Dry charged coal of the present invention was prepared by mixing 3 to 10 pieces of crushed agglomerated coal with the coarse particle coal of +0.5 order.

The prepared dry charging coal was heated to a height of 450 mttt and a length of 60 mttt.
0Il! The coal was charged into a galvanized iron plate can with a width of 4301 m at a charging density of 0.82, and the can was charged into an electric furnace, and after the coal column temperature rose to 1050°C, it was held for 1 hour and carbonized. Produce coke, D115 and C3R (C0
After two reactions, the strength (the same below) was measured and the results were 84.1 and 50.

Example 2, 10, 5 Dragon's pulverized coal part and +
After separating into the coarse particle coal part of 0.5 tn*, non-caking coal having the properties shown in Table 2 was crushed to -0.3 weight and mixed with 20% by weight into the pulverized coal part, and the same as in Example 1 was added. Agglomerated coal was produced in an oxygen-free condition using a roll-con/rubber. After crushing this lump coal into 3 to 1011 IK, 10.5 mg
coke was produced under the same conditions as in Example 1.

The DI and C8R of this coke were measured and found to be 82.5 and 45.

Table 2 Comparative Example 1 The charged coal of Example 1 was dried in air at 140°C to a moisture content of 5% to prepare dry charged coal, and coke was produced with a charging density of 0.75, and DI and C8R The results of measurement were 81.5 and 37.

Comparative Example 2゜Under the same conditions as Example 1, -0.5mm pulverized coal portion and +
After separating into coarse particles of 0.5 mW, the pulverized coal is made into agglomerated coal using a roll compactor, and then crushed into 3 to 10 m
The crushed coal was mixed with coarse particle coal to obtain dry charging coal.

Example 1 This dry charged coal was prepared with a charging density of 0.82.
Coke is produced in the same manner as DI and C8
As a result of measuring R, 82.2 and 40 were obtained.

〔Effect of the invention〕

As shown in the practical examples and comparative examples above, according to the method of the present invention, the coke strength DI was improved to 1.7 to 2.6, and the CSR was significantly increased to 10 to 13.

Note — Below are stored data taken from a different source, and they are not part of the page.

PR #1309, opened 2026-04-28
feat(jira): add ADF expand block support

slinkardbrandon:
## Description

Adds native collapsible sections to Jira Cloud issue descriptions converted from Markdown.

## Changes

- Recognize `{expand:Title}...{expand}` and untitled `{expand}...{expand}` blocks in `markdown_to_adf()`.
- Recursively convert supported Markdown inside expand blocks, including headings, lists, and code blocks.
- Document the Cloud-only syntax in the create/update tool schemas and Jira issue guide.
- Add unit coverage and a live Jira Cloud write/readback regression test.

The raw ADF update guard from the original PR is no longer part of this diff because current `main` already supports explicit ADF descriptions and includes regression coverage.

## Verification

- `uv run pytest tests/unit/models/test_adf.py tests/unit/servers/test_jira_server.py -xvs` — 232 passed
- `uv run pytest tests/integration/ -xvs` — 23 collected and skipped by the existing integration opt-in guards
- `uv run pytest tests/e2e/cloud/test_adf_write.py --cloud-e2e -xvs` — 13 passed
- `uv run pre-commit run --all-files` — passed


sooperset:
The live Cloud regression test and matching tool guidance make the expand syntax easy to trust and use. Thanks for carrying both through, Brandon!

Furthermore, even if non-caking coal, which has low utility value, is used, it is possible to produce high-quality coke compared to the usual method of charging dry coal with a moisture content of 5%.

Claims (2)

[Claims] (1) Adjust the moisture content of the charged coal to 6% by weight or less in an atmosphere that suppresses oxygen concentration, separate it into pulverized coal and coarse coal, and then separate the separated pulverized coal in an atmosphere that suppresses oxygen concentration. A method for producing coke, which comprises pressurizing the coal without using a binder to form lump coal, which is then mixed with the coarse particles either as it is or after being crushed, and then charged into a coke oven and carbonized. (2) The coke manufacturing method according to claim (1), characterized in that a carbon material with low utility value is mixed into the pulverized coal portion and agglomerated.